Second opinion That curious animal, the quantity surveyor, is endangered. It must find a new evolutionary niche to survive.

The construction industry has been around for a long time. Ever since Wessex man successfully hauled 36 monoliths from a Welsh hillside and assembled them into a Stone Age alarm clock on a patch north-east of Salisbury, construction has been a major employer, and has had a significant impact on the way we live.

And yet, in terms of the way we approach the task of building, curiously little has changed. The first architect contributed to the Greek Empire, and the term “civil” engineer dates from medieval times to distinguish the role from a military engineer. Institutions for architects, engineers (in all their guises) and quantity surveyors have collectively been around for more than 1000 years. These construction professionals have proved a hardy strain, well adapted to the environment in which they work.

Contractors, too, have been around for a very long time, albeit surviving a number of mutations in the process: from the serfs who shifted stone for their Saxon lords to the masons who crafted the great cathedrals, the railwaymen who tamed the wildernesses, right up to the specialist contractors, construction managers and management contractors of today. Builders have successfully evolved and proliferated to fill a changing need. But what of another species – the quantity surveyor?

A well known figure at Slough Estates – one of our more enlightened clients – is fond of saying that he would welcome a virus that wiped out quantity surveyors. The root of this vehement dislike appears to be the argument that they add nothing to the construction process – given a client to commission a building and a design team to deliver that building, why should a breed that has little to do with either be the one to say how much it will cost? Now, don’t get me wrong, some of my best friends are QSs, but I can see his point. The days of “surveying quantities” are fast disappearing. And it seems that the traditional QS is disappearing, too.

Does this mean that we will be drying a tear over the grave marked “RIP Quantity Surveying, 1792-2000”? I think the rumours of the profession’s demise have been exaggerated; 126-page bills of quantity may be a thing of the past and specialist measurement skills are becoming increasingly redundant, but there is still a place for a cost expert on the team.

Will we soon be drying a tear over a grave marked “RIP Quantity Surveying, 1792-2000”?

The difficulty is perhaps the transitional period, as QSs move away from the passive role of receiving a complete design to measure and bill towards a more active position within the design team. There is no doubt that experienced QSs bring a valuable talent to the design process – they can advise instantly on the relative costs of options under consideration and point out possible constructional difficulties.

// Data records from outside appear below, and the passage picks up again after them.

PR #3138, opened 2024-04-19
perf: use class instead of object literals with getters

tsctx:
Slow initialization of object literals with getters.

- main
```
benchmark               time (avg)             (min … max)       p75       p99      p999
---------------------------------------------------------- -----------------------------
new Request(input)  12'398 ns/iter   (8'100 ns … 4'134 µs) 11'000 ns 34'100 ns    147 µs
```

- this patch

```
benchmark               time (avg)             (min … max)       p75       p99      p999
---------------------------------------------------------- -----------------------------
new Request(input)  10'997 ns/iter   (7'000 ns … 3'704 µs)  9'700 ns 34'000 ns    159 µs
```

### DIFF
--- a/lib/web/fetch/request.js
+++ b/lib/web/fetch/request.js
@@ -41,6 +41,21 @@ const requestFinalizer = new FinalizationRegistry(({ signal, abort }) => {
 
 let patchMethodWarning = false
 
+class RequestRealmSettingsObject {
+  baseUrl = getGlobalOrigin()
+
+  get origin () {
+    return this.baseUrl?.origin
+  }
+
+  policyContainer = makePolicyContainer()
+
+  static {
+    delete this.prototype.constructor
+    Object.freeze(this.prototype)
+  }
+}
+
 // https://fetch.spec.whatwg.org/#request-class
 class Request {
   // https://fetch.spec.whatwg.org/#dom-request
@@ -56,13 +71,9 @@ class Request {
 
     // https://html.spec.whatwg.org/multipage/webappapis.html#environment-settings-object
     this[kRealm] = {
-      settingsObject: {
-        baseUrl: getGlobalOrigin(),
-        get origin () {
-          return this.baseUrl?.origin
-        },
-        policyContainer: makePolicyContainer()
-      }
+      // Note: Slow initialization of object literals with getters.
+      // TODO: Remove workaround.
+      settingsObject: new RequestRealmSettingsObject()
     }
 
     // 1. Let request be null.
--- a/lib/web/fetch/request.js
+++ b/lib/web/fetch/request.js
@@ -373,7 +373,6 @@ class Request {
     // (https://dom.spec.whatwg.org/#dom-abortsignal-any)
     const ac = new AbortController()
     this[kSignal] = ac.signal
-    this[kSignal][kRealm] = this[kRealm]
 
     // 29. If signal is not null, then make this’s signal follow signal.
     if (signal != null) {
@@ -443,7 +442,6 @@ class Request {
     this[kHeaders] = new Headers(kConstruct)
     this[kHeaders][kHeadersList] = request.headersList
     this[kHeaders][kGuard] = 'request'
-    this[kHeaders][kRealm] = this[kRealm]
 
     // 31. If this’s request’s mode is "no-cors", then:
     if (mode === 'no-cors') {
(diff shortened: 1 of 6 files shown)


mcollina (approved):
lgtm

Uzlopak:
Did you also see that makePolicyContainer() seemed to be super slow?

KhafraDev (changes requested):
This should be done for all classes (there is no such thing as a "Request Realm Settings Object", there *is* an "Environment Settings Object").

KhafraDev:
> Did you also see that makePolicyContainer() seemed to be super slow?

It returns an object with a single property. If you're running creating a hundred thousand Requests everything will seem to be "super slow".

mcollina:
There is nothing absolutely “slow” or “fast”, as those are relative concepts. The only useful measure when doing optimization work is to identify bottlenecks and remove them.

(A tiny fast function called a bazillion times might be causing a bottleneck as much as a huge slow function seldomly called).

KhafraDev:
not in this context, it's called once per Request and is needed for spec compatibility

tsctx:
> not in this context, it's called once per Request and is needed for spec compatibility

What do you mean by that?  I've already created a new context for each call.

KhafraDev:
I was responding to Matteo's comment, nothing to do with this PR

KhafraDev (changes requested):
Response has a realm also, which is an Environment Settings Object.

We're also adding a realm to Headers in some cases but it's unused, should probably be removed.

tsctx:
@KhafraDev ptal

lib/web/fetch/request.js
```diff
@@ -55,16 +69,9 @@ class Request {
...
-        baseUrl: getGlobalOrigin(),
-        get origin () {
-          return this.baseUrl?.origin
-        },
-        policyContainer: makePolicyContainer()
-      }
-    }
-
+    // Note: Slow initialization of object literals with getters.
+    // TODO: Remove workaround.
```
tsctx, line 73:
```suggestion
```

KhafraDev:
EnvironmentSettingsObject should be shared between Response and Request, it's meant to be the same object. It's fine to lazily create the properties needed for each.

tsctx:
> I guess that can lead to further perf improvements, the `realm` should be the exact same object and it can't change because they're non-transferable and cannot be cloned. The issue there being that the global origin may be mutated, but that can be a getter while policyContainer and whatever else is constant?

If we use getter, there should be no problem.

KhafraDev (approved):

KhafraDev (changes requested):
Sorry, it seems like baseUrl is only set once. It can be set whenever so it should update appropriately.

lib/web/fetch/util.js
```diff
@@ -1569,6 +1569,28 @@ function utf8DecodeBytes (buffer) {
...
+class EnvironmentSettingsObjectBase {
+  #baseUrl
+
+  get baseUrl () {
+    return (this.#baseUrl ??= getGlobalOrigin())
+  }
+
+  set baseUrl (baseUrl) {
+    this.#baseUrl = baseUrl
+  }
```
tsctx, line 1581:
```suggestion
  baseUrl =  getGlobalOrigin()
```

lib/web/fetch/util.js
```diff
@@ -1569,6 +1569,20 @@ function utf8DecodeBytes (buffer) {
   return output
 }
 
+class EnvironmentSettingsObjectBase {
+  baseUrl =  getGlobalOrigin()
```
tsctx, line 1573:
```suggestion
  baseUrl = getGlobalOrigin()
```

KhafraDev:
I don't think that those changes will solve the issue, consider the following:

```mjs
import { setGlobalOrigin, Response } from 'undici'

new Request('/').url // http://localhost:3000

setGlobalOrigin('https://www.google.com')
new Request('/').url // https://www.google.com
```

Yet this requires confidence, dynamic involvement and a willingness to be put on the spot – qualities not often associated with the pin-striped QS stereotype. The complacent “give me a drawing to measure” attitude is the cause of endless frustration among designers. In these days of fast-track projects and ever more demanding clients, there is simply not time to draw every option to a level of detail where an estimator can count the bolts to build up a price.

Many QS practices have already evolved, reinventing themselves as cost consultants or construction cost advisers, or diversifying to become project managers, construction managers or total service providers offering “professional management services to the industry” – not a word about cost in there at all.

Is the profession in danger of evolving too far? If all surveyors metamorphose into general managers, who will give informed advice on cost issues? One answer may be to rely on contractors for prices – after all, they are the ones who are really in touch with costs, so their advice must be more current and more reliable. This is laudable up to a point, but contractors may not be equipped to give cost advice at the very early stages of a project, nor may it be appropriate for them to be establishing cost plans on behalf of clients.